Surfing: The Net, when I should be doing better things. How else would I find Cats in Kimonos? (the cats look mightily unimpressed)

Getting: Totally behind on housework. The crappy slime green 70s carpet in my rented flat is covered in lint and needs to be vacuumed.

Bookmarking: Feminist Disney and this woman's excellent art blog on tumblr

Coveting: My husband's good circulation. He is always warm. I just get colder and colder in the winter...especially my feet...

Making the most of the warmth of the other person who occupies your bed
Disliking: Having a cold. Cough, Splutter, Sneeze.

Opening: A bag of sweet potato chips and then almost eating the entire bag in one sitting. Ugh.

Giggling: There is always time for a good giggle. Things that have made me giggle recently are:
  • My husband being loved up by a sausage dog in the park while doing some press-ups. Apparently the tiny dog came up and started enthusiastically nuzzling his ear.
  • Brian Blessed delivering a baby. In the 1960s. In Richmond Park. Probably the most frightening birth story ever. But give the man an 'A' for effort and enthusiasm.
  • My boss sending me this photo of her kitten sleeping in the most awkward sleep position:

The 'draping myself over a cliff' sleep position
Feeling: Tired.Very tired. As usual. Better get that 8 hours sleep!

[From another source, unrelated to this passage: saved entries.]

PR #210, opened 2021-05-16
Add show snapshots to URL + Add snapshot checkbox

### LINKED ISSUE #142: [Suggestion] Make the "show snapshots" button in the filters panel, a checkbox
Probably by changing the icon depending on the state, and removing the "shade" when on.
Ideas for the icons are: check and cross, and empty-checkbox and checked-checkbox

*Split from #46*
*Supersedes #49*

### LINKED ISSUE #209: "Include snapshots" Toggle Does Not "Retain" Selection
**Describe the bug**
When selecting the toggle to "Include snapshots" and then navigating away from the page, the selection is not remembered when navigating Back.

**To Reproduce**
1. Select the "Include snapshots" toggle
2. Filter by a snapshot of your choice (optional)
3. Click on any mod in the search/filter results to navigate to the mod's respective page (open mod page in the same tab)
4. Navigate back to the search/filter results by using your browser's back function, a back button on your mouse, etc.
5. The "Include snapshots" toggle is no longer selected and additional snapshots cannot be selected from the dropdown.

**Expected behavior**
As all other filters and selections are remembered when navigating to a mod's page and then back to search/filter results, the expected behavior is for all selections to be automatically restored.  When navigating back to the results, "Include snapshots" should be selected and I should be able to select additional snapshots from the dropdown to add to the filter criteria without re-selecting the toggle.

**Additional context**
This behavior was observed on Firefox 88.0.1 on Windows 10.  I have not tested other browsers/operating systems to determine if the results are the same.

venashial:
Snapshot checkbox looks like this:
image

Fixes #209
Closes #142


assets/images/utils/check.svg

Snacking: On Avocado Hummus. Absolutely amazing. God bless the Chickpea and it's friend the shapely Avocado...



Helping: To write summaries for over 40 hours of recordings for an Oral History Archive for a London university. An Epic amount to do! WHEN will I FIND the TIME?! Eeeeeeeeeeeeeeek!

Planning: On taking the train more, rather than the Underground. On the train I can look out of the window and feel exactly like this:

I am on an adventure!
Hearing: The Friday Night Comedy Podcast from the BBC (The News Quiz) - literally the most funny radio programme on the radio at the moment. For their take on new Labour Party leader, Jeremy Corbyn listen here. I listen to it every Friday on my iPhone without fail and sometimes I even listen to it again on my way to work on Monday morning to make myself feel more cheerful about the start of another working week.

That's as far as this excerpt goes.